WHAT IS EXPECTED> Please copy every line from the records below that contains the string "first".

(EXTRACTED RECORDS)

PR #757, opened 2020-04-23
Feature: Move to the next conversation when I resolve a the current c…

### LINKED ISSUE #612: Enhancement: Move to the next conversation when i resolve a the current conversation
When I resolve a conversation I would like the system to redirect me to the next conversation.

When I resolve a conversation I would like the system to redirect me to the next conversation.

none

**Additional context**
none

wwwbruno:
## Description

My approach is:
- On the `toggleStatus` actions in conversations, get from `getNextChatConversation` getter the next conversation before calling the API:
  - if there is a nextChat, dispatch `setActiveChat` action;
  - if there is no nextChat, dispatch `clearSelectedState` action;
Fixes #612 

## Type of change

## How Has This Been Tested?

- Open the dashboard with more than one open conversation (f.e. http://localhost:3000/app/accounts/1/dashboard);
- Mark a conversation as resolved:
  - The next conversation in the list opens:
  - When the conversation is the last:
    - Go to first, or:
- When the resolved conversation is the last, display the clear state without any chat selected;

## General questions
When working on this feature I had some product-related question:
- Does the next conversation mean older or newer conversations?
- When I resolve the last conversation, does it make sense to open the first conversation as I don't have a next?


app/javascript/dashboard/components/ChatList.vue
```diff
@@ -119,6 +121,11 @@ export default {
     this.$store.dispatch('setChatFilter', this.activeStatus);
     this.resetAndFetchData();
     this.$store.dispatch('agents/get');
+
+    bus.$on('openNextChat', (chatId) => {
+      const element = this.$refs['conversation-card-' + chatId][0]
```
nithindavid, line 126: Hey can we use `es6` string literals here ?
```
`conversation-card-${chatId}`
```

Also how about we split this before accessing 0th index? Something like this ( feel free to change the logic )

```
const chatRef = this.$refs[`conversation-card-${ chatId}`];
const [element = {}]= `chatRef;`
const notClickable = !element. cardClick;

if (notClickable) return;
```

app/javascript/dashboard/components/buttons/ResolveButton.vue
```diff
@@ -56,6 +56,10 @@ export default {
       this.$store.dispatch('toggleStatus', this.currentChat.id).then(() => {
         bus.$emit('newToastMessage', this.$t('CONVERSATION.CHANGE_STATUS'));
         this.isLoading = false;
+
+        if (this.currentChat.nextId && wootConstants.STATUS_TYPE.RESOLVED == this.currentChat.status) {
```
nithindavid, line 60: Move this to to a variable for better readability ?
`const canOpenNextChat =  this.currentChat.nextId && wootConstants.STATUS_TYPE.RESOLVED == this.currentChat.status`

app/javascript/dashboard/components/ChatList.vue
```diff
@@ -24,6 +24,7 @@
         v-for="chat in getChatsForTab()"
         :key="chat.id"
         :chat="chat"
+        :ref="'conversation-card-' + chat.id"
```
nithindavid, line 27: Can we use es6 string literals here ?

app/javascript/dashboard/components/ChatList.vue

(End EXTRACTED RECORDS)

TASK RESULT>
    - Go to first, or:
- When I resolve the last conversation, does it make sense to open the first conversation as I don't have a next?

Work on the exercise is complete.